PR #23, opened 2020-07-25
Adc implementation

### LINKED ISSUE #11: ADC Implementation
Implement the traits from [`embedded_hal::adc`](https://docs.rs/embedded-hal/0.2.3/embedded_hal/adc/index.html) as applicable.  Request from avr-rust/ruduino#13.

lperlaki:
My attempt of implementing ADC currently only for the Arduino Uno

Needs [avr-device/29](https://github.com/Rahix/avr-device/pull/29)

Fixes #11.

### DIFF
--- a/avr-hal-generic/src/adc.rs
+++ b/avr-hal-generic/src/adc.rs
@@ -23,7 +23,7 @@ impl Default for ClockRateDivision {
 
 /// Select the voltage reference for the ADC peripheral
 ///
-/// The inernal voltage reference options may not be used if an external reference voltage isbeing applied to the AREF pin.
+/// The internal voltage reference options may not be used if an external reference voltage is being applied to the AREF pin.
 #[derive(Debug, Clone, Copy, PartialEq, Eq)]
 pub enum ReferenceVoltage {
     /// Voltage applied to AREF pin.
--- a/avr-hal-generic/src/adc.rs
+++ b/avr-hal-generic/src/adc.rs
@@ -1,5 +1,8 @@
 
-
+/// The division factor between the system clock frequency and the input clock to the AD converter.
+///
+/// To get 10bit precision, clock from 50kHz to 200kHz must be supplied. If you need less precision, you can supply higher clock.
+#[derive(Debug, Clone, Copy, PartialEq, Eq)]
 pub enum ClockRateDivision {
     Factor2,
     Factor4,
@@ -10,23 +13,39 @@ pub enum ClockRateDivision {
     Factor128,
 }
 
+
+impl Default for ClockRateDivision {
+    fn default() -> Self {
+       Self::Factor128
+    }
+}
+
+
+/// Select the voltage reference for the ADC peripheral
+///
+/// The inernal voltage reference options may not be used if an external reference voltage isbeing applied to the AREF pin.
+#[derive(Debug, Clone, Copy, PartialEq, Eq)]
 pub enum ReferenceVoltage {
+    /// Voltage applied to AREF pin.
     Aref,
-    Vcc,
+    /// Default referece voltage.
+    AVcc,
+    /// Internal reference voltage
     Internal,
 }
 
-pub struct AdcSettings{
-    pub adps: ClockRateDivision,
-    pub aref: ReferenceVoltage
-}
-
-
-impl Default for AdcSettings {
+impl Default for ReferenceVoltage {
     fn default() -> Self {
-        Self { adps: ClockRateDivision::Factor128, aref: ReferenceVoltage::Vcc}
+       Self::AVcc
     }
 }
+
+#[derive(Default, Debug, Clone, Copy, PartialEq, Eq)]
+pub struct AdcSettings{
+    pub clock_divider: ClockRateDivision,
+    pub ref_voltage: ReferenceVoltage
+}
+
 
 #[macro_export]
 macro_rules! impl_adc {
@@ -34,7 +53,7 @@ macro_rules! impl_adc {
         pub struct $Adc:ident {
             type ChannelID = $ID:ty;
             peripheral: $ADC:ty,
-            pins: {$($pxi:ident: ($PXi:ident, $ChannelID:expr, $name:ident),)+}
+            pins: {$($pxi:ident: ($PXi:ident, $ChannelIDExpr:expr, $ChannelIDPat:pat, $name:ident),)+}
         }
     ) => {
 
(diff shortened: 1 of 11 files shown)


avr-hal-generic/src/adc.rs
```diff
@@ -0,0 +1,129 @@
...
+                        Ok(self.peripheral.adc.read().bits().into())
+                    },
+                    (false, _) => {
+                        self.is_reading = true; self.peripheral.admux.modify(|_, w| w.adlar().clear_bit()
+                                                                                     .mux().variant(PIN::channel()));
+                        self.peripheral.adcsra.modify(|_, w| w.adsc().set_bit());
+                        Err(nb::Error::WouldBlock)
+                    }
+                }
+            }
```
Rahix, line 109: I think this method has a problem:

If I call it once with a pin 1, it will return `WouldBlock`.  If I then poll with a different pin 2, until I receive a result, I will get a result for pin 1.  Not sure what upstream `embedded-hal` thinks of this; the docs don't mention this case ... I would suggest to restart the measurement and start sampling pin 2 instead. Or take a look what other implementations are doing here ...

lperlaki: Changed the implementation so every pin has its own `is_reading`flag, I think that should work

avr-hal-generic/src/adc.rs
```diff
@@ -0,0 +1,129 @@
...
+
+            fn read(&mut self, _pin: &mut PIN) -> nb::Result<WORD, Self::Error> {
+                match (self.is_reading, self.peripheral.adcsra.read().adsc().bit_is_set()) {
+                    (true, true) =>  Err(nb::Error::WouldBlock),
+                    (true, false) => {
+                        self.is_reading = false;
+                        Ok(self.peripheral.adc.read().bits().into())
+                    },
+                    (false, _) => {
+                        self.is_reading = true; self.peripheral.admux.modify(|_, w| w.adlar().clear_bit()
```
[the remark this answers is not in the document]
lperlaki: Forgot to remove that

lperlaki:
@Rahix I am not to sure about my into_analog Pin implementation if you have some input on that

boards/arduino-uno/examples/uno-adc.rs
```diff
@@ -0,0 +1,46 @@
...
+
+
+    ufmt::uwriteln!(&mut serial, "Reading Analog Input on PORT a0\r").unwrap();
+
+    loop {
+        // Read the Analog value
+        let aread: u16 = nb::block!{adc.read(&mut a0)}.unwrap();
+
+        // Write it to Serial
+        ufmt::uwriteln!(&mut serial, "read: {:?}", aread);
```
Rahix, line 44: `{}` should do the trick as well, no need for `{:?}`.  Also, I'd add a `\r` at the end for nicer output.

```suggestion
        ufmt::uwriteln!(&mut serial, "read: {}\r", aread);
```

avr-hal-generic/src/adc.rs
```diff
@@ -0,0 +1,165 @@
...
+impl Default for ClockRateDivision {
+    fn default() -> Self {
+       Self::Factor128
+    }
+}
+
+
+/// Select the voltage reference for the ADC peripheral
+///
+/// The inernal voltage reference options may not be used if an external reference voltage isbeing applied to the AREF pin.
```
Rahix, line 26:
```suggestion
/// The internal voltage reference options may not be used if an external reference voltage is being applied to the AREF pin.
```

avr-hal-generic/src/adc.rs
```diff
@@ -0,0 +1,165 @@
...
+#[derive(Debug, Clone, Copy, PartialEq, Eq)]
+pub enum ReferenceVoltage {
+    /// Voltage applied to AREF pin.
+    Aref,
+    /// Default referece voltage.
```
Rahix, line 31:
```suggestion
    /// Default reference voltage.
```

avr-hal-generic/src/adc.rs
```diff
@@ -0,0 +1,165 @@
...
+                    $ChannelIDExpr
+                }
+            }
+
+            impl<MODE> $PXi<MODE> {
+                    /// Make this pin a analog input and enable the internal pull-up
+                    pub fn into_analog_input(self, adc: &mut $Adc) -> $PXi<Analog> {
+                        adc.peripheral.didr0.modify(|_, w| w.$name().set_bit());
+                        $PXi { _mode: core::marker::PhantomData }
+                    }
```
Rahix, line 161: This is what I'd do as well, so :+1:.  Though, looking into the future, ATmega32U4 has 2 _Digital Input Disable Registers_ so if you want, I would suggest making the register name a macro parameter as well.

avr-hal-generic/src/adc.rs
Rahix: Yes, this would work but I feel like 8 `bool`s just to work around a corner case is a bit much to pay.  Can't we reuse the value of `ADMUX[MUX]` here?  I think it should be possible to compare it against the enum variant for the pin (`PIN::channel()`) and base the decision off of that.

avr-hal-generic/src/adc.rs
lperlaki: Ok changed that.

avr-hal-generic/src/adc.rs
lperlaki: Right a single field with an enum would be better.
I would like to use ADMUX[MUX] but it doesn't have a state for no Channel selected which is my initial state of the Adc,

Rahix: Fair point, the new implementation looks good!

avr-hal-generic/src/adc.rs
```diff
@@ -0,0 +1,154 @@
...
+                        Ok(self.peripheral.adc.read().bits().into())
+                    },
+                    (Some(_), _) => Err(nb::Error::Other(AdcError::AlreadyReaddingOtherChannel)),
+                    (None, _) => {
+                        self.reading_channel = Some(PIN::channel());
+                        self.peripheral.admux.modify(|_, w| w.mux().variant(PIN::channel()));
+                        self.peripheral.adcsra.modify(|_, w| w.adsc().set_bit());
+                        Err(nb::Error::WouldBlock)
+                    }
+                }
```
Rahix, line 133: I think the error when re-reading with a different pin is not the right choice.  If you don't want to support this case, I would `panic!()` as this would clearly be a programmer error and not an unforseeable hardware error.  But I would instead suggest to restart the measurement on the other pin when this happens.  Rough outline (untested of course):

```rust
match (self.reading_channel, self.peripheral.adcsra.read().adsc().bit_is_set()) {
    // Measurement on current pin is ongoing
    (Some(channel), true) if channel == PIN::channel() =>  Err(nb::Error::WouldBlock),
    // Measurement on current pin completed
    (Some(channel), false) if channel == PIN::channel() => {
        self.reading_channel = None;
        Ok(self.peripheral.adc.read().bits().into())
    },
    // Measurement on other pin is ongoing
    (_, true) => {
        // Abort the current measurement when requesting a different pin.
        self.reading_channel = None;
        Err(nb::Error::WouldBlock)
    },
    // Start measurement
    (None, false) => {
        self.reading_channel = Some(PIN::channel());
        self.peripheral.admux.modify(|_, w| w.mux().variant(PIN::channel()));
        self.peripheral.adcsra.modify(|_, w| w.adsc().set_bit());
        Err(nb::Error::WouldBlock)
    }
}
```

What do you think?

---

Looking at other HALs, I see that `read()` is implemented synchroneously in a lot of cases which means they don't have to deal with this at all.  An asynchroneous version is of course a lot nicer.

lperlaki: Sound good to me

lperlaki:
I did some tests similar to the `uno-adc` example on an Arduino Uno board
Would also like to implement adc for the `atmetga32u4` but I don't currently have a board with that chip.

Rahix:
>  Would also like to implement adc for the atmetga32u4 but I don't currently have a board with that chip.

I can take care of that, should not be difficult ontop of this PR :)

PR #26, opened 2020-07-26
Add ADC support for ATmega32U4

Rahix:
Add support for the ADC peripheral for `ATmega32U4` (i.e. Arduino Leonardo).  This needs a slight change in the `impl_adc!{}` macro, because `ATmega32U4` has slightly different register layouts (the MUX field is split across 2 registers).

### DIFF
--- a/chips/atmega328p-hal/src/adc.rs
+++ b/chips/atmega328p-hal/src/adc.rs
@@ -8,6 +8,9 @@ avr_hal::impl_adc! {
     pub struct Adc {
         type ChannelID = MUX_A;
         peripheral: crate::atmega328p::ADC,
+        set_mux: |peripheral, id| {
+            peripheral.admux.modify(|_, w| w.mux().variant(id));
+        },
         pins: {
             pc0: (PC0, MUX_A::ADC0, didr0::adc0d),
             pc1: (PC1, MUX_A::ADC1, didr0::adc1d),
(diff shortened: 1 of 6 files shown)


Rahix:
@lperlaki: Could you take a quick look if this is alright?

Rahix:
I've added types for the **V<sub>bandgap</sub>**, **GND**, and **Temperature Sensor** channels, also for `ATmega328P`.

chips/atmega328p-hal/src/adc.rs
```diff
@@ -18,3 +21,25 @@ avr_hal::impl_adc! {
...
+        fn channel() -> Self::ID { MUX_A::ADC_VBG }
+    }
+
+    /// Channel for _GND_
+    pub struct Gnd;
+    impl Channel<super::Adc> for Gnd {
+        type ID = MUX_A;
+        fn channel() -> Self::ID { MUX_A::ADC_GND }
+    }
+}
```
lperlaki, line 45: I looks like you forgot to add the Temperature Channel for the atmega328p

Rahix:
> Wouldn't it be better to create a Device patch for the mux register?

I tried writing the patch but because each value can have two different meanins (depending in `ADCSRB[MUX5]`) it's hard to create descriptive names for the enumerated values.  So I opted to use the raw values directly.  Though maybe I could create and enum here in `atmega32u4-hal` which maps descriptive names to the entire 6-bit mux values.

chips/atmega328p-hal/src/adc.rs
Rahix: Ack, I wasn't entirely sure how the temperature sensor works on ATmega328P.  I'll have to take another look at the datasheet.

PR #30, opened 2020-07-31
Add Arduino Mega 2560, ATmega2560

couchand:
More or less just copied from the ATmega1280 and BigAVR6 definitions, with the minimal changes needed to get the examples running.

Note that the `avr-device` dep is currently specified using a relative path, this presumably should be updated to use the new version once https://github.com/Rahix/avr-device/pull/32 lands.

### DIFF
--- a/README.md
+++ b/README.md
@@ -99,6 +99,7 @@ The chip-HAL crates currently support the following peripherals:
   - [x] `PORTA`, `PORTB`, `PORTC`, `PORTD`, `PORTE`, `PORTF`, `PORTG`, `PORTH`, `PORTJ`, `PORTK`, `PORTL` as digital IO
   - [x] `USART0`, `USART1`, `USART2`, `USART3` for serial communication
   - [x] I2C using `TWI`
+  - [x] SPI
   - [x] ADC (no differential channels yet)
 * [`atmega328p-hal`](./chips/atmega328p-hal)
   - [x] Spinning Delay
--- a/README.md
+++ b/README.md
@@ -99,6 +99,7 @@ The chip-HAL crates currently support the following peripherals:
   - [x] `PORTA`, `PORTB`, `PORTC`, `PORTD`, `PORTE`, `PORTF`, `PORTG`, `PORTH`, `PORTJ`, `PORTK`, `PORTL` as digital IO
   - [x] `USART0`, `USART1`, `USART2`, `USART3` for serial communication
   - [x] I2C using `TWI`
+  - [x] ADC (no differential channels yet)
 * [`atmega328p-hal`](./chips/atmega328p-hal)
   - [x] Spinning Delay
   - [x] `PORTB`, `PORTC`, `PORTD` as digital IO (v2)
--- a/README.md
+++ b/README.md
@@ -119,6 +119,8 @@ In `boards/` there are crates for the following hardware.  Please note that this
   - [Website](https://www.arduino.cc/en/Main/Arduino_BoardLeonardo)
 * [Arduino Uno](./boards/arduino-uno)
   - [Website](https://store.arduino.cc/usa/arduino-uno-rev3)
+* [Arduino Mega 2560](./boards/arduino-mega2560)
+  - [Website](http://arduino.cc/en/Main/ArduinoBoardMega2560)
 * [Adafruit Trinket (3V3 or 5V)](./boards/trinket) (**not** PRO!)
   - [Website](https://learn.adafruit.com/introducing-trinket)
 * [BigAVR 6](./boards/bigavr6)
--- a/README.md
+++ b/README.md
@@ -94,6 +94,11 @@ The following peripherals are supported in `avr-hal-generic`:
 
 ### HAL Status
 The chip-HAL crates currently support the following peripherals:
+* [`atmega2560-hal`](./chips/atmega2560-hal)
+  - [x] Spinning Delay
+  - [x] `PORTA`, `PORTB`, `PORTC`, `PORTD`, `PORTE`, `PORTF`, `PORTG`, `PORTH`, `PORTJ`, `PORTK`, `PORTL` as digital IO
+  - [x] `USART0`, `USART1`, `USART2`, `USART3` for serial communication
+  - [x] I2C using `TWI`
 * [`atmega328p-hal`](./chips/atmega328p-hal)
   - [x] Spinning Delay
   - [x] `PORTB`, `PORTC`, `PORTD` as digital IO (v2)
--- a/boards/arduino-mega2560/examples/mega2560-serial.rs
+++ b/boards/arduino-mega2560/examples/mega2560-serial.rs
@@ -1,0 +1,32 @@
+#![no_std]
+#![no_main]
+
+extern crate panic_halt;
+use arduino_mega2560::prelude::*;
+
+#[arduino_mega2560::entry]
+fn main() -> ! {
+    let dp = arduino_mega2560::Peripherals::take().unwrap();
+
+    let mut porte = dp.PORTE.split();
+    let mut serial = arduino_mega2560::Serial::new(
+        dp.USART0,
+        porte.pe0,
+        porte.pe1.into_output(&mut porte.ddr),
+        57600,
+    );
+
+    // The following would also work, but needs +600% more bytes
+    // writeln!(serial, "Hello from Arduino!\r").unwrap();
+    serial.write_str("Hello from Arduino!\r\n").void_unwrap();
+
+    loop {
+        // Read a byte from the serial connection
+        let b = nb::block!(serial.read()).void_unwrap();
+
+        // Answer
+        serial.write_str("You pressed ").void_unwrap();
+        nb::block!(serial.write(b)).void_unwrap();
+        serial.write_str("!\r\n").void_unwrap();
+    }
+}
--- a/boards/arduino-mega2560/examples/mega2560-serial.rs
+++ b/boards/arduino-mega2560/examples/mega2560-serial.rs
@@ -16,9 +16,7 @@ fn main() -> ! {
         57600,
     );
 
-    // The following would also work, but needs +600% more bytes
-    // writeln!(serial, "Hello from Arduino!\r").unwrap();
-    serial.write_str("Hello from Arduino!\r\n").void_unwrap();
+    ufmt::uwriteln!(&mut serial, "Hello from Arduino!\r").void_unwrap();
 
     loop {
         // Read a byte from the serial connection
--- a/boards/arduino-mega2560/src/lib.rs
+++ b/boards/arduino-mega2560/src/lib.rs
@@ -10,6 +10,7 @@ mod pins;
 pub use atmega2560_hal::atmega2560;
 pub use crate::atmega2560::Peripherals;
 pub use atmega2560_hal::prelude;
+pub use atmega2560_hal::adc;
 pub use crate::pins::*;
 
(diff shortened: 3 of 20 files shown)


chips/atmega2560-hal/Cargo.toml
```diff
@@ -0,0 +1,16 @@
...
+[features]
+rt = ["avr-device/rt"]
+
+[dependencies]
+avr-hal-generic = { path = "../../avr-hal-generic/" }
+
+[dependencies.avr-device]
+version = "0.1.0"
+features = ["atmega2560"]
+path = "../../../avr-device"
```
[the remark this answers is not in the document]
couchand: I haven't seen that option, but it will be very useful here and elsewhere, thanks!

README.md
```diff
@@ -119,6 +119,8 @@ In `boards/` there are crates for the following hardware.  Please note that this
   - [Website](https://www.arduino.cc/en/Main/Arduino_BoardLeonardo)
 * [Arduino Uno](./boards/arduino-uno)
   - [Website](https://store.arduino.cc/usa/arduino-uno-rev3)
+* [Arduino Mega 2560](./boards/arduino-mega2560)
+  - [Website](http://arduino.cc/en/Main/ArduinoBoardMega2560)
```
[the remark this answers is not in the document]
couchand: Can do.

boards/arduino-mega2560/src/lib.rs
```diff
@@ -0,0 +1,14 @@
...
+#[cfg(feature = "rt")]
+pub use hal::entry;
+
+pub use atmega2560_hal::atmega2560;
+pub use crate::atmega2560::Peripherals;
+pub use atmega2560_hal::prelude;
+
+pub type Delay = hal::delay::Delay<hal::clock::MHz16>;
+pub type Serial<IMODE> = atmega2560_hal::usart::Usart0<hal::clock::MHz16, IMODE>;
+pub type I2c<M> = hal::i2c::I2c<hal::clock::MHz16, M>;
```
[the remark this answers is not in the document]
couchand: Of course.  It looks like multiplexed pins just have one alias with doc comments specifying other usages, and as far as I can tell every relevant pin on the Mega 2560 has a plain `dn`/`an` identifier, so there won't be dedicated `miso`, `mosi`, `sck`, `led_tx` and `led_rx` entries.  Does that sound right?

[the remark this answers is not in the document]
Rahix: For a start, just add the labelled pins.

If you want to go further you'll have to take a look at the schematic whether any pins are connected elsewhere.  E.g. the `ICSP` connector, on-board peripherals, ... Though if pins have multiple connections, always prefer the label name, of course.

couchand:
@Rahix I've made the various changes.  The pins file was a beast, this thing has an awful lot of pins!  Would certainly appreciate another pair of eyes on it to make sure everything is in order.  Thanks!

couchand:
Oh, I just noticed that I would need to actually do some implementation of features if I want to claim support for them in the README...  I can take a look at the analogous Leonardo implementations to try to figure those out.

If you have specific pointers I'd certainly appreciate it, and in the meantime perhaps those boxes should not be checked.

Rahix:
> @Rahix I've made the various changes. The pins file was a beast, this thing has an awful lot of pins! Would certainly appreciate another pair of eyes on it to make sure everything is in order. Thanks!

I'll take a look!

> Oh, I just noticed that I would need to actually do some implementation of features if I want to claim support for them in the README... I can take a look at the analogous Leonardo implementations to try to figure those out.
> 
> If you have specific pointers I'd certainly appreciate it, and in the meantime perhaps those boxes should not be checked.

I suggest for the initial version we'll leave those out and you can then send a follow-up MR with the implementations :) You're best off looking at the leonardo code as a basis (`atmega32u4-hal`) and if you have any questions, just ask!

README.md
```diff
@@ -94,6 +94,13 @@ The following peripherals are supported in `avr-hal-generic`:
 
 ### HAL Status
 The chip-HAL crates currently support the following peripherals:
+* [`atmega2560-hal`](./chips/atmega2560-hal)
+  - [x] Spinning Delay
+  - [x] `PORTA`, `PORTB`, `PORTC`, `PORTD`, `PORTE`, `PORTF`, `PORTG`, `PORTH`, `PORTJ`, `PORTK`, `PORTL` as digital IO
+  - [x] `USART0`, `USART1`, `USART2`, `USART3` for serial communication
+  - [x] I2C using `TWI`
+  - [x] SPI
+  - [x] ADC
```
Rahix, line 103: As discussed, please remove the ones which aren't yet implemented.

chips/atmega2560-hal/Cargo.toml
```diff
@@ -0,0 +1,15 @@
...
+edition = "2018"
+
+[features]
+rt = ["avr-device/rt"]
+
+[dependencies]
+avr-hal-generic = { path = "../../avr-hal-generic/" }
+
+[dependencies.avr-device]
+version = "0.1.0"
```
Rahix, line 14: Update was released!

```suggestion
version = "0.1.1"
```

boards/arduino-mega2560/src/pins.rs
```diff
@@ -0,0 +1,346 @@
...
+        /// * `PCINT2`: External Interrupt (Pin Change)
+        pub d51: portb::pb2::PB2,
+        /// `D52`
+        ///
+        /// * `SCK`: SPI bus Serial Clock
+        /// * `PCINT1`: External Interrupt (Pin Change)
+        pub d52: portb::pb1::PB1,
+        /// `D53`
+        ///
+        /// * `SS`: SPI bus Chip Select
```
Rahix, line 266:
```suggestion
        /// * `CS`: SPI bus Chip Select
```

boards/arduino-mega2560/src/pins.rs
```diff
@@ -0,0 +1,346 @@
...
+        ///
+        /// * `ADC14`: A/D converter input 14
+        /// * `PCINT22`: External Interrupt (Pin Change)
+        pub a14: portk::pk6::PK6,
+        /// `A15`
+        ///
+        /// * `ADC15`: A/D converter input 15
+        /// * `PCINT23`: External Interrupt (Pin Change)
+        pub a15: portk::pk7::PK7,
+    }
```
Rahix, line 345: I'd additionally add `led_tx` (= `PD5`) and `led_rx` (= `PD4`) as well.

README.md
couchand: Done.

chips/atmega2560-hal/Cargo.toml
couchand: Done.

boards/arduino-mega2560/src/pins.rs
couchand: Well I tend to prefer the terminology "Chip Select" when possible, but since the datasheet uses "Slave Select" I've switched it to be consistent with that.

boards/arduino-mega2560/src/pins.rs
couchand: Those LEDs are connected to port D on the ATmega32U4 that manages the USB interface, not port D of the ATmega2560.

couchand:
Comments addressed, please take a look, thanks!

couchand:
Well it really wasn't that much more effort to get the ADC and SPI support in.  Thanks for establishing the patterns that made this pretty easy to do!

boards/arduino-mega2560/src/pins.rs
Rahix: Ah, I see!

chips/atmega2560-hal/src/adc.rs
```diff
@@ -0,0 +1,56 @@
...
+use crate::port::portk::{PK0, PK1, PK2, PK3, PK4, PK5, PK6, PK7};
+
+use crate::atmega2560::adc::admux::MUX_A;
+
+avr_hal::impl_adc! {
+    pub struct Adc {
+        type ChannelID = MUX_A;
+        peripheral: crate::atmega2560::ADC,
+        set_mux: |peripheral, id| {
+            peripheral.admux.modify(|_, w| w.mux().variant(id));
```
Rahix, line 13: There's a hidden issue here ... the `ADMUX[MUX]` field is only 5 bits wide; the 6th bit is `ADCSRB[MUX5]`.  However, the enumerated values for for `ADMUX[MUX]` contain _all_ 6bit values valid for the combination of the two.  The problem is than when writing here, the uppermost bit will get cut off and ignored.  Leading to the wrong channels being read for MUX values >31.  E.g. `ADC8` will actually read `ADC0`, `ADC9` will read `ADC10`, etc.

This is obviously a problem and the most correct way to deal with this would be to remove all enumerated values >31 with an SVD patch so you can't accidentally do this in the first place.  This would then mean you'll have to approach this similar to what I did in [`atmega32u4_hal::adc`](https://github.com/Rahix/avr-hal/blob/e3a39bf14f349cc13b916ac6910330cdc38e268a/chips/atmega32u4-hal/src/adc.rs#L7-L29) where I redefined the enumerated values on my own.

However, this is a lot of unnecessary work IMO when we can do a quicker fix here by just extracting the uppermost bit and setting that separately:

```suggestion
            peripheral.admux.modify(|_, w| w.mux().variant(id));
            // Maybe add a comment why this is necessary ...
            peripheral.adcsrb.modify(|_, w| w.mux5().bit((id as u8) & 0b100000 != 0));
```

boards/arduino-mega2560/examples/mega2560-serial.rs
```diff
@@ -0,0 +1,32 @@
...
+    let mut serial = arduino_mega2560::Serial::new(
+        dp.USART0,
+        porte.pe0,
+        porte.pe1.into_output(&mut porte.ddr),
+        57600,
+    );
+
+    // The following would also work, but needs +600% more bytes
+    // writeln!(serial, "Hello from Arduino!\r").unwrap();
+    serial.write_str("Hello from Arduino!\r\n").void_unwrap();
```
Rahix, line 21: The idiomatic way for writing to serial is to use `ufmt::uwriteln!()`.  I suspect you got this from another place in the code-base which wasn't updated yet?

```suggestion
    ufmt::uwriteln!(&mut serial, "Hello from Arduino!\r").void_unwrap();
```

chips/atmega2560-hal/src/adc.rs
couchand: Indeed!  That's a pretty clever way to address the issue.

I confirmed that without this change, attempts to read single-ended ADC8-15 results in reads of ADC0-7, and that with the fix in place the reads are correct.  I made no attempts to test differential reads.

boards/arduino-mega2560/examples/mega2560-serial.rs
couchand: Done.  I believe the code was copied from the corresponding BigAVR6 example.

couchand:
Fixes applied, please take another look, thanks.

boards/arduino-mega2560/examples/mega2560-serial.rs
Rahix: Thanks! I'll try to remember I have to update that one as well.

chips/atmega2560-hal/src/adc.rs
Rahix: Sounds good!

[WHAT THE EXERCISE ASKS]: Report every line containing the word "files" from the listing above.

[RESULT OF THE EXERCISE]:
(diff shortened: 1 of 11 files shown)
(diff shortened: 1 of 6 files shown)
(diff shortened: 3 of 20 files shown)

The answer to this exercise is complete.